If you stand in the Central Court of Knossos –

or in what is assumed to be the court –

and look north you can see, above the trees,

the top of the white geodesic radome

of a US air force tracking station

outside the hillside village of Gournes

less than ten miles from Iraklion.

 

The station was abandoned in ’94,

presumably as a contribution to

‘the end of history’. Much of it

has been looted and vandalised and left

to weeds but some parts house an aquarium,

a dinosaur park, an animal shelter.

Now Cyprus, Greece and Israel are allied –

in part to exploit off-shore gas reserves –

there is talk the base may be re-opened.

 

Sometimes in the millennia-old ruins

of the palace – the causes of whose

unrecorded abandonment has filled

volumes of conjecture – you may believe

you can hear a peacock calling, calling

in all its finery.

 

 

 

 

 

HIMALAYAN CHARNEL

Though there were rumours for a millennium

the first officially recorded sighting

of skeletons – at more than sixteen thousand feet

around the glacial, Lake Roopkund

in Uttarukhand’s Chamoli district –

was by a border guard in 1940.

The authorities thought a company

of Japanese soldiers had frozen to death

trying to invade India from the north

via Tibet but the bones were too old.

 

There were other hypotheses.
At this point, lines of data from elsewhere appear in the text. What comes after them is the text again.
PR #386, opened 2020-03-25
Add sha256 to CMake archive

kruton:
In order to have reproducible builds, we want assurance that the CMake archive downloaded
is the one that is intended. Add the expected sha256 value to achieve this goal.

'bazel sync' will no longer complain about a missing hash value.

### DIFF
--- a/for_workspace/repositories.bzl
+++ b/for_workspace/repositories.bzl
@@ -27,6 +27,7 @@ def repositories():
     http_archive(
         name = "cmake",
         build_file_content = _all_content,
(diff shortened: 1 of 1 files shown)


attilaolah:
BTW I proposed the same change in https://github.com/bazelbuild/rules_foreign_cc/pull/381/commits/793a31e6e02e9968b7b909d14b8820ae903f6a3f, as part of https://github.com/bazelbuild/rules_foreign_cc/pull/381.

A large group –

two hundred in total – of pilgrims

and their bearers, heading to the temples

in the forested valleys of the south,

were caught in a hailstorm with no shelter,

hail ‘like cricket balls’ – a simile

befitting a cricketing nation –

that clubbed to death each man, woman and child.

 

DNA tests show most of the remains

are local, but one is from the East,

possibly Java or Japan, and fourteen

from Crete and Greece  – strayed remnants maybe

from the army of Alexander the Great?

 

The place has become popular with tourist-

trekkers, so much so the authorities

have closed off the whole area. Made

wrong-headed by the altitude, perhaps,

back-packers secreted skulls as souvenirs.